# do your bettas let you pet them? LOL



## DarthMaul (Mar 30, 2010)

Both my boys do and i think its Hilarious! Like they are dogs or something lol. They are not afraid of my finger or hand anymore! If anyone else tries, they bolt. Which proves bettas really do know their owners!  Peter actually plays a game with my finger. He will nip at it, almost like attacking it and then circles it like a shark lol But it truly amazes me how they let me do this. I can hand feed both and move things around and it does not freak em out. Heck, the sides of their tanks touch and they dont even flare at one another anymore. One big happy family =]


----------



## DarthMaul (Mar 30, 2010)

Anyone at all?


----------



## newfishmom (Mar 26, 2010)

My female, Bonnie, will let you pet her. :-D Buster will follow my finger around and when I go in there to re-arrange stuff he will come up and investigate my hand. Peep will come up and look at you very closely but no touching. She reminds me of one of our dogs, always wants to be right at your face. :lol:


----------



## vaygirl (Sep 10, 2009)

All of my bettas will let me pet them. They're completely tame. Tango nibbles on my fingers but not hard. Kilo is a big time chomper. I've said before when I feed him he leaps up and hits the hand that's holding up his lid, and that's a good three inches out of the water. I'd hate to be bitten by him! So far I've just been butted. Whiskey doesn't bite but I can pet him and he checks out my finger.

I can't pet my dwarf puffer yet. He runs. But I feed him from tweezers.


----------



## DarthMaul (Mar 30, 2010)

i wish i could see a betta jump that high!

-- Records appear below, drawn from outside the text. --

PR #472, opened 2025-01-12
Assassin Tweaks

Bakelt:
### Blade Sentinel
- Blade Sentinel can now fly so it won't have to path around terrain
- LocalDelay removed. The skill still has a cap of 5 sentinels
- Mana cost changed from flat 7 mana to a scaling curve.
- Move speed increased by 50%
- Can now hit every 15 frames (was 25)
- Added flat AR and AR/lvl similar to other physical skills

### Blade Shield
- Mana cost reduced
- Delay between hits reduced
- Can now hit every 15 frames (was 25)
- Added flat AR and AR/lvl similar to other physical skills

### Shadow Warrior
- Mana cost reduced 

### Shadow Master
- Mana cost reduced


Vingelis (approved):
LGTM

PR #529, opened 2025-03-06
Fix compilation failure when multi-threading option is enabled

JiaLong-Kang:
Hi Ronnie,

Compilation fails when multithreading is enabled.

Environment description:
platform: centos7
gcc version: 9.3.1
 

截屏2025-03-06 18 40 25

`config.h` file automatically generated by cmake
image


sahlberg:
Merged, thanks!

PR #531, opened 2025-03-07
Add nfs4_getattr function

zhiburt:
Hi @sahlberg 

It was noticed that `nfs_get_writemax` does not work properly with NFSv4.
Which is in my opinion correct cause protocol is pretty different and it would require unnecessary rpc calls, which not everybody needs.

This patch adds a function to obtain a proper attributes from server.

Function declaration intentionally made more generic then ought to, so more attributes could be added later on with no change to interface.

```c
struct nfs_context *nfs;
fattr4_attr nfsattr;

nfs4_getattr(nfs, FATTR4_ATTR_TYPE_MAXREAD | FATTR4_ATTR_TYPE_MAXWRITE, &nfsattr);
```

Let me know if I got something wrong.
Take care.

### DIFF
--- a/include/nfsc/libnfs.h
+++ b/include/nfsc/libnfs.h
@@ -309,11 +309,17 @@ EXTERN const struct sockaddr_storage *nfs_get_server_address(struct nfs_context 
 
 /*
  * Get the maximum supported READ size by the server
+ *
+ * Notice that in case of NFSv4 it may not get you a proper configuration of server.
+ * You can call nfs4_getattr to retrieve it.
  */
 EXTERN size_t nfs_get_readmax(struct nfs_context *nfs);
 
 /*
  * Get the maximum supported WRITE size by the server
+ *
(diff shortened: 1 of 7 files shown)


sahlberg:
I don't think we need a new function with the too generic name nfs4_getattr()

We have everything already except requesting 
const FATTR4_MAXREAD            = 30;
const FATTR4_MAXWRITE           = 31;

These two parameters I think would fit conceptualy in the statvfs structure.

I think a better approach is to :
1, add new fields maxread, maxwrite to the nfs_statvfs_64 structure
2, add FATTR4_MAXREAD/FATTR4_MAXWRITE to the requested stats in statvfs_attributes
3, add parsing of them to nfs_parse_statvfs64

sahlberg:
Even better way is to just read and update these limits during the normal mount process.

I have updated master to update these limits for nfsv4 so it should work just like ot does for v3 now.

thanks for the report.

zhiburt:
Good;
So I guess it can be closed then?

PR #534, opened 2025-03-14
Allow getexports to use a different mountport

afbjorklund:
This is so that args such as mountport can be used, previously it would ignore them and always use 111.

### DIFF
--- a/include/libnfs-private.h
+++ b/include/libnfs-private.h
@@ -350,6 +350,8 @@ struct rpc_context {
 	 */
 	char *server;
 
+	int mountport;
+
 	/* fragment reassembly */
 	struct rpc_fragment *fragments;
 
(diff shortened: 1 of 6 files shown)


sahlberg:
Let's not change these signatures.
Instead, you can add the mountport to the rpc_context structure and add getters and setters for it.

The nfs context is not appropriate for this as the exports, mount protocol, is not really part of the nfs protocol.

afbjorklund:
Added a copy of mountport to rpc_context, and added a mountport parameter to mount_getexports.

```console
$  ./utils/nfs-ls -D "nfs://localhost?nfsport=40479&mountport=40479"
nfs://localhost/mount
$ ./utils/nfs-ls -D nfs://localhost:40479
nfs://localhost/mount
```

sahlberg:
Merged,  thanks!

PR #539, opened 2025-03-23
Fix cmakelists for Windows utilities

soffensive:
Fix the build and compilation process for Windows

We don't need to link against the nfs_mount library, but only the nfs library.
However, we need the mount header files for the compilation (therefore target_include_directories)


sahlberg:
Merged, thanks

PR #544, opened 2025-04-10
Fix use-after-free error

GlenWalker:
Both check_nfs4_error and nfs4_find_op will free data if an error is found, so accessing data->cb afterwards leads to a segfault. This change makes nfs4_getacl_cb consistent with other functions in nfs_v4.c that simply return if check_nfs4_error or nfs4_find_op return value indicates an error.


sahlberg:
Merged. Thanks!

Issue #547, opened 2025-04-11
Potential memory leak in nfs_parse_url_dir


sg3-141-592:
I've been experimenting with fuzzing the different libnfs url parsers and I think it's found a potential memory leak.

For example calling `nfs_parse_url` with url "nfs://@#/##"

`nfs_parse_url` allocs this string.

https://github.com/sahlberg/libnfs/blob/fdba371a1c95167dd4f2924049683255721eda18/lib/libnfs.c#L392

Later on if it's a url with `@` in, it re-allocs `urls->server` without free-ing the earlier allocation.

https://github.com/sahlberg/libnfs/blob/fdba371a1c95167dd4f2924049683255721eda18/lib/libnfs.c#L524-L531

This is how you'd re-create 

```
#include <stdio.h>
#include <stdlib.h>
#include <string.h>
#include "nfsc/libnfs.h"

int main(int argc, char *argv[])
{
    struct nfs_url *nfs_url;
    struct nfs_context *nfs;

    nfs = nfs_init_context();
    if (nfs == NULL) {
        fprintf(stderr, "failed to init context\n");
        return 0;
    }

    nfs_url = nfs_parse_url_full(nfs, "nfs://@#/##");

    if (nfs_url != NULL) {
        nfs_destroy_url(nfs_url);
    }
    
    nfs_destroy_context(nfs);

    return 0;
}
```

```
$ valgrind --leak-check=full ./fuzz/recreate_leak 
......
==83492== 6 bytes in 1 blocks are definitely lost in loss record 1 of 54
==83492==    at 0x484880F: malloc (vg_replace_malloc.c:446)
==83492==    by 0x4B8558E: strdup (strdup.c:42)
==83492==    by 0x487899C: nfs_parse_url (lib/libnfs.c:378)
==83492==    by 0x48788F0: nfs_parse_url_full (lib/libnfs.c:548)
==83492==    by 0x1091DD: main (fuzz/recreate_leak.c:17)
==83492== 
==83492== LEAK SUMMARY:
==83492==    definitely lost: 6 bytes in 1 blocks
```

I have only seen a betta jump MAYBE the length for the tip of their mouth to their gills haha


----------



## vaygirl (Sep 10, 2009)

I'll see if I can get my husband to help me get a movie of it.


----------



## BanditTus (Apr 17, 2010)

My old boy I had years ago, if I stuck my finger in his tank he'd swim up and arch against my finger like a kitty lol <3 Solo I miss you

Nelson, my current Betta, I only got a couple days ago, so he's still unsure about me I think. He's getting better though


----------



## DragonFish (Mar 31, 2009)

Ed lets me pet him and nips my fingers xD We actually play a game during water changes, he'll follow my hand while I'm siphoning and if I don't move it quickly enough he'll nip me xD He'll also follow my finger along the glass, let me pet him, and take food right from my fingers 
Nova I could pet and hand feed too, but he bites, HARD, so I usually don't pet or hand feed him ^^; My girls will eat from my fingers, but won't let me pet them usually, same with Hayate and Jirou. Al actually won't take any food from my fingers or let me touch him....hes a very smart and attentive fish, always watching me, but isn't really 'affectionate' I suppose you could say xD

ALL of my babies are very tame though, very used to my hand as I've pretty much had my hands in the tank throughout their entire life xD They all nibble my fingers, take food from me, let me pet them, and I could even pick them up if I wanted. None of them are the slightest bit hand shy


----------



## DarthMaul (Mar 30, 2010)

BanditTus said:


> My old boy I had years ago, if I stuck my finger in his tank he'd swim up and arch against my finger like a kitty lol


Lol my Peter does that!


----------



## bloo97 (Mar 6, 2010)

Hahahaha!


----------



## nochoramet (Oct 2, 2009)

Fishy and Fru both let me pet them, they don't necessarily like it but they tolerate it. I guess they just think that fingers mean food, and if I touch them it's no biggie because they might get food! Chance bites my fingers but I can't pet him. Haze is the same way, only not as brave as Chance. He's my skittish fellow. Fishy and Fru are so brave when it's WC time! When I siphon the gravel, they chase my fingers and try to bite them the whole time, they aren't even afraid of the siphon or the fact almost my whole hand is in the water. Bettas are awesome.


----------



## samiiiigrace (Apr 6, 2018)

My newest betta Poseidon will arch and rub against my finger tip! Haha


----------



## KendraPM (Feb 13, 2018)

My first betta Prince, which I had as a child, wouldn't really let me _pet_ him but he would swim into my hand if I cupped it. He even let me pull him out of the water if I needed too without flipping or anything. 
Loki won't let me pet him and isn't sure about my hand, he mainly sees it when I rearrange his tank and I don't think he associates it with me. But he will come from anywhere in the tank too where I am if he sees me.  He knows my face and get's super excited every time I stop by his tank. He's also learning my voice because if I talk at him when he's not visible, he'll swim out real quick and give me happy wiggles. 
My newest, unnamed boy, (got him 24 hours ago), is fearless... or at least he is now. When I first put him in his tank I thought he was going to be timid since he immediately swam away and hid, but I shifted some things around this evening before work and he swam right up to my hand and stared at it for a moment, then he swam around it a couple of times before deciding watching my cat watch me was more interesting. He did dart off when my hand brushed against him on the way out, but only a few inches before turning around and checking to see what that was.


----------



## cakes488 (Dec 2, 2015)

I "kiss" my bettas through the tank and they seem to like it. I have one tank next to my couch and when I lay down I can almost "snuggle" with one fish. LOL 

But I'm always putting my face right up to the glass to get close to my bettas.


----------